My first go at it I used CODE to identify where color combinations repeated.

Created a custom function to obtain the SUM of code by row:

``=LAMBDA(row,SUM(CODE(MID(row,SEQUENCE(LEN(row)),1))))``

Used the function in a formula to obtain the results.
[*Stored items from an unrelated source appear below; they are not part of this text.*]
PR #808, opened 2024-09-24
MM-60590: Add custom tags

agarciamontoro:
#### Summary
In order to better manage AWS resources, we need the ability to add custom tags. This will come in particularly handy for automated load-tests, where we want to tag each test in a unique way (using tags like `PR` or `SHA`), apart from tagging all automated load-tests in a consistent way (using a tag like `Origin` with a value like `automated-load-tests`).
This PR unblocks all this, adding a new `CustomTags` setting to the deployer that can receive an arbitrary amount of key-value pairs that are used to tag *all* resources deployed.

For example, using 
```json
"CustomTags": {
  "Origin": "agm-testing",
  "PR": "123",
  "SHA": "abcdefg"
}
```
we get all resources tagged as specified, apart from the already hard-coded `ClusterName` and `Name`. See how the first agent is tagged:
image

#### Ticket Link
https://mattermost.atlassian.net/browse/MM-60590


config/deployer.sample.toml
```diff
@@ -138,3 +138,5 @@ InstanceEngine = 'aurora-postgresql'
 InstanceType = 'db.r6g.large'
 Password = 'mostest80098bigpass_'
 UserName = 'mmuser'
+
+[CustomTags]
```
streamer45, line 142: Unrelated but I have to ask; is there anyone using this format? Why was it introduced?

deployment/terraform/assets/cluster.tf
```diff
@@ -11,9 +11,12 @@ provider "aws" {
   region  = var.aws_region
   profile = var.aws_profile
   default_tags {
-    tags = {
-      ClusterName = var.cluster_name
-    }
+    tags = merge(
```
streamer45, line 14: nice

streamer45 (approved):
Makes sense 👍

config/deployer.sample.toml
agnivade: Felipe added it. It's just for convenience I think more than anything.

agarciamontoro: Yup, this was a proposal from @fmartingr, which we gladly accepted as a potential UX improvement. I am not using it at the moment, but I want to test it and feel the difference :) Not sure if Felipe is using it currently.

deployment/config.go
```diff
@@ -115,6 +115,21 @@ type Config struct {
...
 	// EnableNetPeekMetrics enables fine grained networking metrics collection through netpeek utility.
 	EnableNetPeekMetrics bool `default:"false"`
+	// CustomTags is an optional list of key-value pairs, which will be used as default
+	// tags for all resources deployed
+	CustomTags TerraformMap
+}
+
+// TerraformMap is a map of string -> string that serializes to the format expected by
+// the Terraform AWS provider when formatted as a string
+type TerraformMap map[string]string
```
agnivade, line 125: 0/5, but this map has nothing to do with Terraform right? I'd rather just say `StringMap`.

agnivade (approved):

deployment/config.go
agarciamontoro: Its String method is Terraform-specific, that's why I called it that

PR #809, opened 2024-09-25
[MM-60675] Allow deploying instances into a given Availability Zone

streamer45:
#### Summary

[Cost explorer](https://us-east-1.console.aws.amazon.com/costmanagement/home?region=us-east-1#/cost-explorer?chartStyle=STACK&costAggregate=unBlendedCost&endDate=2024-09-25&excludeForecasting=true&filter=%5B%5D&futureRelativeRange=CUSTOM&granularity=Monthly&groupBy=%5B%22Operation%22%5D&historicalRelativeRange=CUSTOM&isDefault=true&reportName=New%20cost%20and%20usage%20report&showOnlyUncategorized=false&showOnlyUntagged=false&startDate=2024-09-11&usageAggregate=undefined&useNormalizedUnits=false) shows that a significant part of our monthly cost (~40% in Sept so far) is caused by intraregional traffic, meaning traffic across different AZs in the same region.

The formula is a bit lengthy and unkept at the moment, but it seems to work:

``=LET(CodeTotals,BYROW(colours,LAMBDA(row,SumCode(TEXTJOIN("",,row)))),ObtainRows,XMATCH(UNIQUE(CodeTotals),CodeTotals),CHOOSEROWS(colours,ObtainRows))``

The solution might be a bit more elegant, but I ran into the array of arrays limitation along the way where an XLOOKUP could've finished it off.

# Re: Filtering unordered records

Nice use of XOR, not seen that before...

I'd consider creating a generic version of BYROW that supports arrays

``````= LET(
sorted, BYROWλ(colours,
LAMBDA(r, SORT(r,,,1))),
UNIQUE(sorted))

BYROWλ
=LAMBDA(array,function,
REDUCE(1,
SEQUENCE(ROWS(array)),
LAMBDA(A,i,
IF(SEQUENCE(i)=i,
function(INDEX(array,i,)),
A))))``````

And hope that BYROWλ could be replaced by the real thing in the not too distant future!

In beta version, another option could be to unpivot and sort by column,

``````=LET(
unpivot, HSTACK(TOCOL(colours),TOCOL(IF({1},country,colours))),
sorted,  WRAPROWS(TAKE(SORT(unpivot,{2,1}),,1),COLUMNS(colours)),
UNIQUE(sorted)
)``````

# Re: Filtering unordered records

SORT( array, {2,1} ) is where I stopped previous time, thank you.

universalBYROW() - yes, I don't thin it'll be something out of the box in nearest future.

# Re: Filtering unordered records

Summing character codes appears to work in this case but not sure it generalises
eg "ad" and "bc" could return the same result (197)

A related idea could be to assign binary values to each colour.

i.e. black=1, blue=2, gold=4, green=8, red=16, white=32

``````=LET(
colour,SORT(UNIQUE(TOCOL(colours))),
code,2^SEQUENCE(ROWS(colour),,0),
HSTACK(colour,code))``````

Summing colour codes by row could generate a sort key independent of order (assuming colours don't repeat)

# Re: Filtering unordered records

Sound a bit like generating hash codes.

# Re: Filtering unordered records

Yes, it was in the back of my mind that it would be possible for 2 SUMS to be the same to lead to a false dupe.  It seems most solutions inevitably lead back to the same few workarounds (often involving TEXTJOIN).

A better approach I could go with:

``=LET(joined,BYROW(colours,LAMBDA(row,TEXTJOIN("",,SORT(row,,,1)))),SelectRows,XMATCH(UNIQUE(joined),joined),CHOOSEROWS(colours,SelectRows))``

Very similar to Peter's:

``= LET(joined, BYROW(colours, LAMBDA(r,TEXTJOIN("|",,SORT(r,,,1)))),ptr, XMATCH(UNIQUE(joined),joined),INDEX(colours,ptr,{1,2,3}))``

A bit of 'balloon folding' required with any of the solutions provided.